И от нее следовало бы ждать другой, жизнеутверждающей, победительной беллетристики, согласно ее личному мифу “равнявшейся на пошлейшую современность” (Омри Ронен), – но не этой ветоши старинной рефлексии, не этого нафталинного героя, будто бы вытащенного из того же самого парижского ломбарда. Отрицание самой возможности счастья, преданность тени? – ау! какое, милые, у нас? – и голос тихо шелестит: несомненно девятнадцатый.

“Черная болезнь” – рассказ саморазоблачительный. Берберова, в отличие от Ахматовой, как будто более всего боялась быть уличенной в страдании, – как боятся, например, что из-под безупречной узкой юбки выползет предательское, жалкое исподнее. Судебное слово “самооговор” лезет в голову, когда наползают бытовые мифологемы, общие места: “прежде чем уйти от Ходасевича, сварила борщ на три дня”, “последовательно бросила всех троих: Ходасевича, Макеева, Мину – когда ослабели и стали в тягость” (и неважно, что ушла она от здорового еще Ходасевича, а за больным, умирающим, ухаживала, спивающемуся Макееву присылала доллары и, навещая Европу, навещала и его в доме престарелых в Мере, виделась и с Миной. Берберовой было свойственно участие в человеке – как форма участия в жизни). Ее недорогое, конъюнктурное ницшеанство в сочетании с недорогим прогрессизмом, ее знаменитые mot, более всего подходящие для девичьих альбомчиков (“Я всегда любила победителей больше побежденных…” – вторая часть цитаты —. теперь не люблю ни тех ни других” – обычно опускается, забывается, что ли?), ее экзальтированное свободолюбие, весь этот неофитский захлеб перед молодой, сытой мощью Америки и, как следствие, небрежение русскостью, доходившее порой до совершенно “несусветной смердяковщины” – например, отрицания трехстопного ямба как несовременного, отсталого размера – все это задвигается в угол “Черной болезнью” – невеликим рассказом о небольшой нелюбви. Все берберовские прагматизмы и эгоимзмы начинают выглядеть просто позерством. Той Берберовой, “…отрекшейся от всего, что было свято для Ходасевича, незабываемой и смертоносной «любительницы жизни», к которой обращены слова самого потрясающего любовного стихотворения XX века: «Кентаврова скорее кровь / В бальзам целебный превратится, / Чем наша кончится любовь»” (Омри Ронен), как будто и нет больше.

В другом рассказе, “Мыслящий тростник”, написанном годом ранее, героиня – русская парижанка – собирается признаться в любви старому другу, – но сама ситуация сближения организована женой ее возлюбленного, пригласившей ее на венецианские каникулы для камуфляжа собственной интрижки. “…C первой минуты моего приезда она дрессирует меня.
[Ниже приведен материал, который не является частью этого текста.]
PR #6881, opened 2025-02-01
refactor(URLRequired): Deprecate URLRequired exception with warning

jakobheine:
`requests.URLRequired` has been dead code since ab27027 (2012) and is never raised. This commit adds a `DeprecationWarning` to notify users that it will be removed in a future version. Invalid URLs instead raise `MissingSchema`, `InvalidSchema`, or `InvalidURL`.


The-Compiler:
Note this only emits a warning when the exception is *raised* (which would only ever be done in `requests` code), not when it is caught.

A module-level `__getattr__` would instead emit such a warning whenever it is accessed, see e.g. the removed code in https://github.com/pytest-dev/pytest/commit/477959ef7dc9f8491a80ba4d585d737a68f0a34c for some inspiration.

jakobheine:
Thank you for the review @The-Compiler! I updated the PR accordingly, wdyt now?

The-Compiler:
This doesn't emit any warnings at all, as shown by a simple test with `python -Werror -c "from requests.exceptions import URLRequired"`.

You'll need to rename `URLRequired` to something like `_URLRequired` so that the `__getattr__` actually gets called. Most likely after that, an `import requests` will already emit a warning as *that* does `from .exceptions import URLRequired`. See the pytest example above for how to handle that (with another module-level `__getattr__` in there).

nateprewitt:
I don't think we intend to add the warning at this point. It's part of the public interface and won't be removed prior to a new major version. The impact of leaving it in place is low-to-none. Thanks for the docs PR though, we'll close this and the parent issue out.

PR #6884, opened 2025-02-03
Include invalid type name in error message

tejaschauhan36912:
* Included invalid type name in error message for better debugging.

### DIFF
--- a/src/requests/cookies.py
+++ b/src/requests/cookies.py
@@ -497,7 +497,9 @@ def morsel_to_cookie(morsel):
         try:
             expires = int(time.time() + int(morsel["max-age"]))
         except ValueError:
-            raise TypeError(f"max-age: {morsel['max-age']} must be integer")
+            raise TypeError(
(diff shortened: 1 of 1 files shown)


sigmavirus24:
This doesn't do what you want. What problem are you encountering? Do you have a minimal reproduction test case for it?

sigmavirus24 (changes requested):
This will not do what you want

tejaschauhangit:
> This doesn't do what you want. What problem are you encountering? Do you have a minimal reproduction test case for it?

Hi, @sigmavirus24, Thanks for replying!
I am not facing any problem with this error message in my system,
My suggestion is it's better we don't expose the max-age value in the error message, instead, we can keep the  error message like ,  `
f"max-age must be integer, not {type(morsel['max-age'])}"`.

We can just include the invalid type it's receiving and the valid type it should have in the error message.

sigmavirus24:
You're not making sense and since this isn't solving a real problem, I'm closing this.

PR #6889, opened 2025-02-09
Updated the test for extract_zipped_paths to run correctly if test_utils.py is changed

ShivamBang98:


sigmavirus24:
The tmpdir fixture used by this test generates a random test directory every time it runs and cleans it up after the test is finished. I'm not sure how you're encountering the failure you describe and there's certainly not enough detail here to help debug this further.

ShivamBang98:
I'll add a bit more context. I'm aware that the fixture creates a new temp directory, my assertion here is that the issue is actually in the behaviour of the `extract_zipped_paths` function, and that the function itself was creating a file **outside of the temp dir.** I'll try my best to explain it with screenshots/console logs below:

1. So, when I first ran this test suite, it ran fine. I then changed around some of the other tests, but this one began to fail with this error:

```
AssertionError: assert False
E        +  where False = <function cmp at 0x105cbd3a0>('/var/folders/w7/s_wdvyhn17947ttg6354fs5w0000gp/T/test_utils.py', '/Users/shivambang/practice/requests/tests/test_utils.py')
E        +    where <function cmp at 0x105cbd3a0> = filecmp.cmp

tests/test_utils.py:337: AssertionError
```

2. The directory `/var/folders/w7/s_wdvyhn17947ttg6354fs5w0000gp/T/` turned out to contain my `pytest-of-shivambang` sub-directory, which is the correct expected behaviour. However, surprisingly, it also contained a file called `test_utils.py`.

Screenshot 2025-02-10 at 2 46 28 AM

3. It is my understanding that this file was created by the `extract_zipped_paths` function during the test execution. Since it's already been created once, it wasn't being overwritten on successive test runs. This ultimately caused **any** change to the `test_utils.py` file to fail this particular test case. Manually deleting the file via `rm -rf` fixed the problem, but it had to be done every time a change was made to this file.


Hope this explains it better, happy to share more details!

ShivamBang98:
Steps to reproduce this error:

1. Run the test suite with `pytest tests/test_utils.py`
2. Make some edits to the `test_utils.py` file (any edit is fine, even a comment addition)
3. Re-run the test suite.

@sigmavirus24

sigmavirus24:
I believe the correct fix here is to switch to `tmp_path` https://docs.pytest.org/en/stable/how-to/tmp_path.html#the-tmpdir-and-tmpdir-factory-fixtures since tmpdir is deprecated

ShivamBang98:
Gotcha, I'll give it a shot. `tmpdir` is being used in a few different tests as well, I'll update all of those too and let you know.

ShivamBang98:
Hey @sigmavirus24 , I've updated the tests in this file that were using `tmpdir` to now use `tmp_path`. However, my original fix containing `os.remove` is still needed, since the `extract_zipped_paths` function is extracting files out of the pytest `tmp_path` and directly into the system's temp directory. This can be seen in my attached screenshot, where `tempfile.gettempdir()` is being used to get the ultimate destination of the extracted file:

Screenshot 2025-02-10 at 2 22 57 PM

ShivamBang98:
Hi @sigmavirus24 , did you get time to take a look at this by any chance?

PR #583, opened 2018-08-10
AIR-1727

jialin-he:
- Add 'private' and 'shared by me' under 'my group'
 - All of the three filters: 'my group', 'private', and 'shared by me' are clickable. When click on 'my group', you'll get the all results (SHARED and UNSHARED) owned by the user
 - The filter is not collapsable


codiak:
Hey Jialin! As "air01@artstor.org", selecting **My Groups** returns 28 pages of results, while **Private** returns 5 pages and **Shared by me** returns 1 page. Shouldn't they equal the total of **My Groups**?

Кот ученый жил в Венеции, вспомнилось мне, и мне не захотелось быть похожей на этого ученого кота. Нельзя позволять ей трогать мою судьбу, давать или не давать мне пропуск в ту или иную часть моей вселенной, устраивать, как ей покажется удобным, мой собственный по man's land”. И вместо слов, собиравшихся десятилетиями, она внезапно говорит ему, что кое-чему научилась за последние годы, что не всякой возможности радуется и не всякому разрешению радуется. “Только уступи – и не будет границы, где остановиться, все будет отнято; где предел, Эйнар? Где тогда будут тайна и свобода?”